重返渡船后,几人各自回房,皆是靠近船头这边的头等厢房。
    寧远的这间,更是大到夸张,是属於船主的宅子。
    这艘鯤鱼渡船,不大不小,玉圭宗准备的也很妥当,鯤鱼背部的三十三间厢房,案几桌椅应有尽有,纤尘不染。
    还配备了几名少女侍从,容貌姣好之外,都有些许修为在身。
    至於谁来操控鯤鱼,那就更简单了。
    一般情况下,无需操控。
    驯服后的鯤鱼,本就极为温驯,只要將装有鯤鱼精血的信物玉牌炼化,后者就不得反抗。

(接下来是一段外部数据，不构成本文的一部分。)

PR #1071, opened 2023-12-17
Add mish and softplus activation function

pacowong:
### Checklist

### Related Issues/PRs
NA

### Changes
Mish demonstrated better results than both Swish and ReLU in [1]. It has been included in PyTorch as well.

[1]: https://arxiv.org/abs/1908.08681

### Testing
Please refer to the new test cases.

### DIFF
--- a/burn-dataset/Cargo.toml
+++ b/burn-dataset/Cargo.toml
@@ -18,7 +18,7 @@ audio = ["hound"]
 fake = ["dep:fake"]
 
 sqlite = ["__sqlite-shared", "dep:rusqlite"]
-sqlite-bundled = ["__sqlite-shared", "rusqlite?/bundled"]
+sqlite-bundled = ["__sqlite-shared", "rusqlite/bundled"]
 
 # internal
 __sqlite-shared = [
--- a/burn-dataset/Cargo.toml
+++ b/burn-dataset/Cargo.toml
@@ -18,7 +18,7 @@ audio = ["hound"]
 fake = ["dep:fake"]
 
 sqlite = ["__sqlite-shared", "dep:rusqlite"]
-sqlite-bundled = ["__sqlite-shared", "rusqlite/bundled"]
+sqlite-bundled = ["__sqlite-shared", "rusqlite?/bundled"]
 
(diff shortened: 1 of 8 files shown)


antimora (commented):
Thanks for addition. Can you also please add new operators in the book too?

louisfd (changes requested):
I verified the equations, everything looks good to me. 
It will be good to go once the book is updated and CI is fixed (you seem to have a formatting problem, run `cargo fmt --all`)

pacowong:
Thanks @antimora and @louisfd for the comments. The new functions are added to the book. [0aeaa71](https://github.com/tracel-ai/burn/pull/1071/commits/0aeaa7181887cd79469307c4d2b5a2046c5c1be3) and the formatting issue is fixed.

burn-dataset/Cargo.toml
```diff
@@ -18,7 +18,7 @@ audio = ["hound"]
 fake = ["dep:fake"]
 
 sqlite = ["__sqlite-shared", "dep:rusqlite"]
-sqlite-bundled = ["__sqlite-shared", "rusqlite/bundled"]
+sqlite-bundled = ["__sqlite-shared", "rusqlite?/bundled"]
```
nathanielsimard, line 21: I think the `?` is making the tests fail, and it's a bit unnecessary in this case.

nathanielsimard (approved):
Thanks for the addition; the only remaining work is to fix the CI. You can run it locally to debug things to help you, but I think it's related to my comment below.

burn-dataset/Cargo.toml
pacowong: Thanks. Not sure if my Rust is too new.

According to the [documentation] (https://doc.rust-lang.org/cargo/reference/features.html), 
```
You can add a ? as in "package-name?/feature-name" which will only enable the given feature if something else enables the optional dependency.
```

nathanielsimard: No Rust isn't too new, it's just that `rusqlite` is necessary for the feature flag to work I think.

    规划好航行就可,鯤鱼会沿著这条线路,一路向北。
    只要中途没有意外,多半不用如何留心。
    返回途中,寧远顺手在天闕峰上捞了一把灵草,餵饱了毛驴,独自返回屋內。
    他取出一支画轴,摊开之后,开始一颗一颗的往里面撒钱。
    阮秀去了灶房,裴钱在屋子卸下一身行囊后,就著急忙慌的飞奔出去,目的明確,跑到了船头观景台那边。
    小姑娘盘腿而坐,摘剑横膝,就这么静静地看著云海,都不捨得眨眼,黝黑的脸上,全是幸福。

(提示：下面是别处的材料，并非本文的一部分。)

PR #1078, opened 2023-12-18
Refactor/wgpu/binary

nathanielsimard:
Use the new data structure to generate binary operations and comparison ops.


louisfd (approved):
The naming is better now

    数月之前,她还是个小乞丐,每天在南苑国京城上躥下跳,要么偷人家东西,要么就卖惨乞討。
    这才多久的功夫啊。
    裴钱好像有些领会书上那句“恍如隔世”,是什么意思了。
    现在不就是了。
    小姑娘起身走到栏杆处,踮起脚,往下面张望,又缩了缩脖子,有些害怕。
    最后她比划了一下,把脑袋钻进了栏杆中的缝隙里,眺望下方的山山水水。
    云海无法遮蔽她的视线,小姑娘的一对眸子,灿若琉璃,遍览大好风光。
    高的很哩。
    比之前那座天闕峰,还要高。
    听说脚下这个庞然大物,叫鯤鱼渡船,是那个玉圭宗送给师父的,吃一顿能顶一个月,能在天上飞好远。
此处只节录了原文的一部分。